**WHAT TO DO**
Each line of the data has to be retyped exactly as it is.

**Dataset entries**
# # #
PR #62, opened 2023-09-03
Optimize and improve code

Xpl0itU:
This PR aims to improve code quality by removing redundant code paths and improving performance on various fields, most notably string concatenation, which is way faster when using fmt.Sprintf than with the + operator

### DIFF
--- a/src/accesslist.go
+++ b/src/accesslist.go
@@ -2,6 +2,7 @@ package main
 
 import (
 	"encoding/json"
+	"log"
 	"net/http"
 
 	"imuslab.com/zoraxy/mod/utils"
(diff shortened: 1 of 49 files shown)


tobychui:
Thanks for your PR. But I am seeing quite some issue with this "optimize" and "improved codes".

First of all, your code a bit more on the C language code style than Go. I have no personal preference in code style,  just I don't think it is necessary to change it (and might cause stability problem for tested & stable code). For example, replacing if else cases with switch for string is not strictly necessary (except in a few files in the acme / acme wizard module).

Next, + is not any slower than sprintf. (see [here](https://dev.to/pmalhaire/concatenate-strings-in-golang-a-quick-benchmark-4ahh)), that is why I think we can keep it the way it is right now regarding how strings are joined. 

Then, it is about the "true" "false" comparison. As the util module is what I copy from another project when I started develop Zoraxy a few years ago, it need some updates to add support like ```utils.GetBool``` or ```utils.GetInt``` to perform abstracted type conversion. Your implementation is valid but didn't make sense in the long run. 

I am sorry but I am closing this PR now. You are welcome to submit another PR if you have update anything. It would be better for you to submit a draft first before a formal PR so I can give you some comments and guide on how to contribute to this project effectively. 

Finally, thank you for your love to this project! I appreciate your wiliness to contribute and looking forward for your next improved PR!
# # #
**RESPONSE BOX**
PR #62, opened 2023-09-03
Optimize and improve code

Xpl0itU:
This PR aims to improve code quality by removing redundant code paths and improving performance on various fields, most notably string concatenation, which is way faster when using fmt.Sprintf than with the + operator

### DIFF
--- a/src/accesslist.go
+++ b/src/accesslist.go
@@ -2,6 +2,7 @@ package main
 
 import (
 	"encoding/json"
+	"log"
 	"net/http"
 
 	"imuslab.com/zoraxy/mod/utils"
(diff shortened: 1 of 49 files shown)


tobychui:
Thanks for your PR. But I am seeing quite some issue with this "optimize" and "improved codes".

First of all, your code a bit more on the C language code style than Go. I have no personal preference in code style,  just I don't think it is necessary to change it (and might cause stability problem for tested & stable code). For example, replacing if else cases with switch for string is not strictly necessary (except in a few files in the acme / acme wizard module).

Next, + is not any slower than sprintf. (see [here](https://dev.to/pmalhaire/concatenate-strings-in-golang-a-quick-benchmark-4ahh)), that is why I think we can keep it the way it is right now regarding how strings are joined. 

Then, it is about the "true" "false" comparison. As the util module is what I copy from another project when I started develop Zoraxy a few years ago, it need some updates to add support like ```utils.GetBool``` or ```utils.GetInt``` to perform abstracted type conversion. Your implementation is valid but didn't make sense in the long run. 

I am sorry but I am closing this PR now. You are welcome to submit another PR if you have update anything. It would be better for you to submit a draft first before a formal PR so I can give you some comments and guide on how to contribute to this project effectively. 

Finally, thank you for your love to this project! I appreciate your wiliness to contribute and looking forward for your next improved PR!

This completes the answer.